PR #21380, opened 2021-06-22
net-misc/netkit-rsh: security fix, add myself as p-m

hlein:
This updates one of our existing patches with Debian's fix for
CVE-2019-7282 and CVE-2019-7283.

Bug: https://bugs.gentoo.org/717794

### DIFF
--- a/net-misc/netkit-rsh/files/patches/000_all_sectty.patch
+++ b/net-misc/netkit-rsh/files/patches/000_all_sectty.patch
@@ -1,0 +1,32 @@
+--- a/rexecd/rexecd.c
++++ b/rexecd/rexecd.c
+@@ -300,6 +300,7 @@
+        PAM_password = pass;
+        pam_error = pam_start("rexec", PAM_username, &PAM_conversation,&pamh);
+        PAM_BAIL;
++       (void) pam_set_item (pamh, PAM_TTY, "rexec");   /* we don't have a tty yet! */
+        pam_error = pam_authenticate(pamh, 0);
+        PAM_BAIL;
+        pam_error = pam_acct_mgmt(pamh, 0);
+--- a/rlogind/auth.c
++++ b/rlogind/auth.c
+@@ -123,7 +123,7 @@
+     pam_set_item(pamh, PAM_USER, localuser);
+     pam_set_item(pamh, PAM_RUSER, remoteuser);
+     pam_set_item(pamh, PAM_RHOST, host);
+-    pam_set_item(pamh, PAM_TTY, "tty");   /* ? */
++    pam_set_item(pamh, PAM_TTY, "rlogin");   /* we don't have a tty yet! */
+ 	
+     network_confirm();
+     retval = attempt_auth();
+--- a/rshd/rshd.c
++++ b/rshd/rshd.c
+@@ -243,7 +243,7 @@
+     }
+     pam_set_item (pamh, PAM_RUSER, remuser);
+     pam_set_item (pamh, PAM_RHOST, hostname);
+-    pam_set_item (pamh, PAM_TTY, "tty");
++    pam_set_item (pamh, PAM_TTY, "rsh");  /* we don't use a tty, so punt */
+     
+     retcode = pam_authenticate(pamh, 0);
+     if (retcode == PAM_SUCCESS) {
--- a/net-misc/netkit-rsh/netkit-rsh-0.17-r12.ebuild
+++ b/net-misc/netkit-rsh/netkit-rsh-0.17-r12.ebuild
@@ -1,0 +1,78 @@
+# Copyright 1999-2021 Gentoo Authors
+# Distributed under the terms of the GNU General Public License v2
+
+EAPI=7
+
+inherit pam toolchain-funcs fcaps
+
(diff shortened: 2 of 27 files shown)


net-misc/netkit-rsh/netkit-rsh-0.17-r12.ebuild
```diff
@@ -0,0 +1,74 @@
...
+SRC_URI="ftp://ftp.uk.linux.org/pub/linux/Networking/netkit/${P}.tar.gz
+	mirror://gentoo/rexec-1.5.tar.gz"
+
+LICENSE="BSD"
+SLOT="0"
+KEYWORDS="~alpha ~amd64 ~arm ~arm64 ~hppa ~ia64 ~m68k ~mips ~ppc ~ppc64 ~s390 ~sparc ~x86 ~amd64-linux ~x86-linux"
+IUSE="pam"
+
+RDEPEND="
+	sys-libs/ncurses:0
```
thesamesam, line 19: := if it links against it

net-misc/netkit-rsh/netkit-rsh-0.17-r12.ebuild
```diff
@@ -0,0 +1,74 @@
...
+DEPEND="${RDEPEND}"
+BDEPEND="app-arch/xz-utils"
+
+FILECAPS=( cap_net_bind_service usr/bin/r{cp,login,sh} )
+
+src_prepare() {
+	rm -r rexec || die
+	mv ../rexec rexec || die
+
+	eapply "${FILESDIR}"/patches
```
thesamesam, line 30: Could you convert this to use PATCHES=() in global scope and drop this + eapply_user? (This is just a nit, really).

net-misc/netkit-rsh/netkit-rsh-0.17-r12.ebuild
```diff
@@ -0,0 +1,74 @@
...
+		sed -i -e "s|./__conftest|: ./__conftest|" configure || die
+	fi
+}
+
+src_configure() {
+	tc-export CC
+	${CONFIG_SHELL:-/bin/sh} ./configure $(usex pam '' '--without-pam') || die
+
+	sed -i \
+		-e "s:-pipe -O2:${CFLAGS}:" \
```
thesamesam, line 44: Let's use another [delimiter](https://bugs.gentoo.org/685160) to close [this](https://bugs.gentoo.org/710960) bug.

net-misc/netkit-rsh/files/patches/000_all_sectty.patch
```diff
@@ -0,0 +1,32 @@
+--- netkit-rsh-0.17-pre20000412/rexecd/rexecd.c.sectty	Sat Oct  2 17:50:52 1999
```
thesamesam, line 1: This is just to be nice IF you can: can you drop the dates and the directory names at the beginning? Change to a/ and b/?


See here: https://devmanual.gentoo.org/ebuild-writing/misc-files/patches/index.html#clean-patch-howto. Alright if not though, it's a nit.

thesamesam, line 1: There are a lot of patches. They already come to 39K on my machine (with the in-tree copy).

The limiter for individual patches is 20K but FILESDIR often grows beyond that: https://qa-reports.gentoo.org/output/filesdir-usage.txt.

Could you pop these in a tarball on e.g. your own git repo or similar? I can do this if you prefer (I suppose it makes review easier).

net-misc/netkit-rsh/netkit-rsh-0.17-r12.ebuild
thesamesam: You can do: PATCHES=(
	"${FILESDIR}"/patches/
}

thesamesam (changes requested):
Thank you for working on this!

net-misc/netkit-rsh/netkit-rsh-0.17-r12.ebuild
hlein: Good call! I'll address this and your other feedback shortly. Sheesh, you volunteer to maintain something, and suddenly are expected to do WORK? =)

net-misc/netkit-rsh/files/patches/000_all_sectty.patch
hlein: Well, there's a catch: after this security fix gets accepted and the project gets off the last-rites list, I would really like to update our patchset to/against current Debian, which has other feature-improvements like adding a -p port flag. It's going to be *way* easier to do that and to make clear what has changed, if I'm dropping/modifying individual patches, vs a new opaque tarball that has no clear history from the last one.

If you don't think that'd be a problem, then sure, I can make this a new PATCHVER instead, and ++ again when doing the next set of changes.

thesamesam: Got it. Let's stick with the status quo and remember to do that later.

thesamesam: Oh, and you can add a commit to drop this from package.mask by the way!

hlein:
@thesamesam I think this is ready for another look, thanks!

* **Task instructions**
Would you copy out each line of the records above where the word "another" occurs?

* **Exercise answer**
thesamesam, line 44: Let's use another [delimiter](https://bugs.gentoo.org/685160) to close [this](https://bugs.gentoo.org/710960) bug.
@thesamesam I think this is ready for another look, thanks!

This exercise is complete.